Wednesday 17 September 2008

Sane or Insane

Well today is a first for many things, my first blog and the first time in ages I've come out of the Dr's smiling.

Well most people will be aware of the usual feeling of dread when awaiting your appointment.Mine usually are it's not important enough or I am not dying therefore shouldn't be here wasting peoples time.Today however I finally decided to get help to give up smoking.I have tried all other methods and rather than give up quitting I realised the best idea was to get professional help.

So in to the nurses office I trundle thinking I don't have an illness or smoke that many a day that the nurse will prescribe me a very expensive stop smoking tablet.The actual issue I hit wasn't what I was expecting.Yes I'd done my research ( I am a little anal when it comes to taking tablets I have to look them up in the BNF finding out what the side effects are and such ).I knew that there can be rather scary side effects to this medication but thought "Hey it'll be fine". The nurse was pretty happy with my explanation that I'd tried various nicotine replacement therapies i.e patches gum and the microtabs.What nobody ever tells you is that these things burn when you either chew or allow them to dissolve slowly under your tongue.No wonder people giving up smoking sometimes revert through using said aids my God you have to have a mouth of steel to use them.

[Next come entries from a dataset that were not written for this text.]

PR #621, opened 2024-07-19
feat: add eugene migration linter for postgres

WhoIsSethDaniel:


lua/lint/linters/eugene.lua
```diff
@@ -0,0 +1,31 @@
...
+    '--format=json',
+  },
+  stdin = false,
+  parser = function(output, _)
+    local diagnostics = {}
+    if #output > 0 then
+      local ok, decoded = pcall(vim.json.decode, output)
+      if not ok then
+        return diagnostics
+      end
```
mfussenegger, line 14:
```suggestion
      local decoded = vim.json.decode(output)
```

Decode errors would be caught further up in the framework and the error gets reported as diagnostic in the first line.

That can help catch configuration errors.

lua/lint/linters/eugene.lua
```diff
@@ -0,0 +1,31 @@
...
+              source = 'eugene',
+              lnum = stmt.line_number,
+              col = 0,
+              severity = vim.diagnostic.severity.ERROR,
+              message = string.format('%s: %s: %s', tr.id, tr.name, tr.url),
+            })
+          end
+        end
+      end
+    end
```
mfussenegger, line 28:
```suggestion
        for _, tr in ipairs(stmt.triggered_rules) do
          table.insert(diagnostics, {
            source = 'eugene',
            lnum = stmt.line_number,
            col = 0,
            severity = vim.diagnostic.severity.ERROR,
            message = string.format('%s: %s: %s', tr.id, tr.name, tr.url),
          })
        end
      end
    end
```

The length check is kinda redundant

mfussenegger (commented):

WhoIsSethDaniel:
Added to README.
Applied suggested changes.

PR #623, opened 2024-07-24
fix(credo): credo now respects .credo.exs

georgeguimaraes:
I changed credo spec to pass around the filename. This is important because credo has defaults that disable some checks for certain directories. And if the repo has a `.credo.exs` file, credo needs to know the filename that it is checking.

I also created the severity mapping.

(I could not run the tests on my machine, so I want to run the CI to see if everything works).


georgeguimaraes:
Got busted working.
Tests are fixed, should be ok now.

mfussenegger:
cc @skbolton does this look okay to you?

PR #626, opened 2024-07-29
feat: add clippy

wispl:
Rust linting using cargo clippy, done to the best of my limited abilities. Since clippy lints the whole project, some filtering has to be done. I am not too keen on the recursion but sometimes there is useful information from the child messages. Thanks!

### DIFF
--- a/lua/lint/linters/clippy.lua
+++ b/lua/lint/linters/clippy.lua
@@ -9,7 +9,7 @@ local function parse(diagnostics, file_name, item)
     if span.file_name == file_name then
       local message = item.message
       if span.suggested_replacement ~= vim.NIL then
-        message = message .. " (" .. tostring(span.suggested_replacement) .. ")"
+        message = message .. "\nSuggested replacement:\n\n" .. tostring(span.suggested_replacement)
       end
 
       table.insert(diagnostics, {
@@ -37,7 +37,7 @@ return {
   parser = function(output, bufnr)
     local diagnostics = {}
     local items = #output > 0 and vim.split(output, "\n") or {}
-    local file_name = vim.fn.expand("%")
+    local file_name = vim.api.nvim_buf_get_name(bufnr)
 
     for _, i in ipairs(items) do
       local item = i ~= "" and vim.json.decode(i) or {}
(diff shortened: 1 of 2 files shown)


wispl:
Fixes some issues when using with pedantic mode. There can be multiple spans and each one is related to its parent message. Apparently clippy also outputs a suggested replacement message, currently I have it displayed by surrounding it with parenthesis, which might not be the best of ideas, especially when an empty string means deletion. Suggestions?

lua/lint/linters/clippy.lua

So after my explaination of why I was invading her office to request help on my quest to become smoke free. she dropped the lovely question of "Have you ever been depressed and were you treated for it?" cue my mind reaching back to my research and it pulling out the great side effect of said drug can be depression infrequently leading to suicidal thoughts. Ahh erm now then I could have lied through my teeth but didn't as I remembered she has my entire medical record sitting infront of her, so I grit my teeth and kindly explain that although yes I have previously had depression, it was circumstantial due to other issues that were at the time going on in my life and that although it wasn't all that long ago ( maybe about a year) I was never feeling suicidal and the issue has for all intents and purposes been dealt with. (maybe in time I will blog about the issue but I am not sure yet ).

So as you do I was sat watching her type in the computer the information that was relevant to my application to self medicate pills that will assist me to finally put the white sticks out once and for all.I notice her type something I have never been accused of "I feel that this is a very level headed lady". I've been called somethings in my life so far but until today I have never been informed that I have a head that you could probably balance something on.I'd assumed that I would drop in today and come out with my pills to help me but unfortunately no I've got to go through a lengthy shall we say interview as they need a lot of information, but hopefully after that I shall have my weapon against the nicotine.

I shall be posting here if i get it and will be doing anyway but hopefully doing so should some unwanted side effects arise I shall notice.